I've been around club soccer a long time and have 2 kids who play but don't know the answer to this - how do most clubs handle the team fees for scholarship players?

I know the club decides with the player and coach how much the player has to pay to the club, but what about team fees?  It's always been my understanding that a scholarship player pays full team fees, however one of my kids is on a team now where someone (the manager, coach, both?) decided 4 players wouldn't pay team fees and instead the rest of us would have to pick up the tab.   That seems really unfair to me.  In reality, if they asked me I'd likely be ok paying extra, however the fact that it was decided without any input by the parents who are now being required to pay extra just seems wrong.

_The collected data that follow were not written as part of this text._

PR #696, opened 2019-02-16
Replace <font> in user docs with <span style>

Xenonym:

• [X] Documentation update

As suggested in https://github.com/MarkBind/markbind/pull/680#pullrequestreview-204102924.

The `<font>` HTML tag is [deprecated](https://developer.mozilla.org/en-US/docs/Web/HTML/Element/font#Summary) and should not be used in our documentation.

I replaced uses of `<font color="[colour]">` in our documentation with `<span style="color: [colour]">`.

Note that the SVG files for FA icons use a `<font>` tag as well. While the SVG `<font>` tag is also [deprecated](https://developer.mozilla.org/en-US/docs/Web/SVG/Element/font), we probably shouldn't arbitrarily modify upstream assets unless necessary.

How do most clubs handle this?


----------



## charlie murphy (May 8, 2017)

We had this situation on a club my kids participated in and it was horrible and will never do it again. We set up a payment plan for some of the kids (very modest and reduce amounts), but slowly most of the scholarship players could not pay the team fees , the team eventually did not have enough to pay for tournament entry   and the paying parents were ask to pay " just a little more.. for our kids sake",  and then the ref fees were an issue , so we stopped asking the scholarship families to help with those fees. Those kids were also the ones showing up in 120 to 200$ cleats. ( U10 B - U12 B), that is a different story.. See if the manager and coach will cover the costs for the plays out of the Coaches payment.  If the coach wants them bad enough there is a way without the other parents subsiding the team, the club has some kind of slush fund. This leads to a lot of team conflict, I am sure others on the team feel this is not fair as well.  Soccer is expensive enough , if money is not an issue for your team than pay for the other players.


----------



## outside! (May 8, 2017)

If a club wants to scholarship some players, then the club can pay the team fees as well. The parents should band together and refuse to pay any extra.


----------



## Striker17 (May 8, 2017)

futbolmom6 said:


> I've been around club soccer a long time and have 2 kids who play but don't know the answer to this - how do most clubs handle the team fees for scholarship players?
> 
> I know the club decides with the player and coach how much the player has to pay to the club, but what about team fees?  It's always been my understanding that a scholarship player pays full team fees, however one of my kids is on a team now where someone (the manager, coach, both?) decided 4 players wouldn't pay team fees and instead the rest of us would have to pick up the tab.   That seems really unfair to me.  In reality, if they asked me I'd likely be ok paying extra, however the fact that it was decided without any input by the parents who are now being required to pay extra just seems wrong.
> 
> How do most clubs handle this?


Large SD club that rhymes with Turf this sounds like.
Total nightmare scenario and absolutely inappropriate. If they want to play then the team fees need to be split up- Club needs to front their scholarshipped families fees. 
Raise hell.
As far as scholarshipped families again Ckubs have their reasons and that's none of my concern but when one shows up in an escalade and lives in a multimillion dollar house on the coast I will be damned if I am fronting another 50-100$ to have that child grace me with their presence on my team.


----------



## zebrafish (May 8, 2017)

I agree with people that this is kind of the line in the sand (pardon the pun referencing the club above) for me to become vocal. I've not seen this happen in my own child's situation, but if it does then I'm going to be speaking up about it. I imagine it is only a matter of time before it does happen. 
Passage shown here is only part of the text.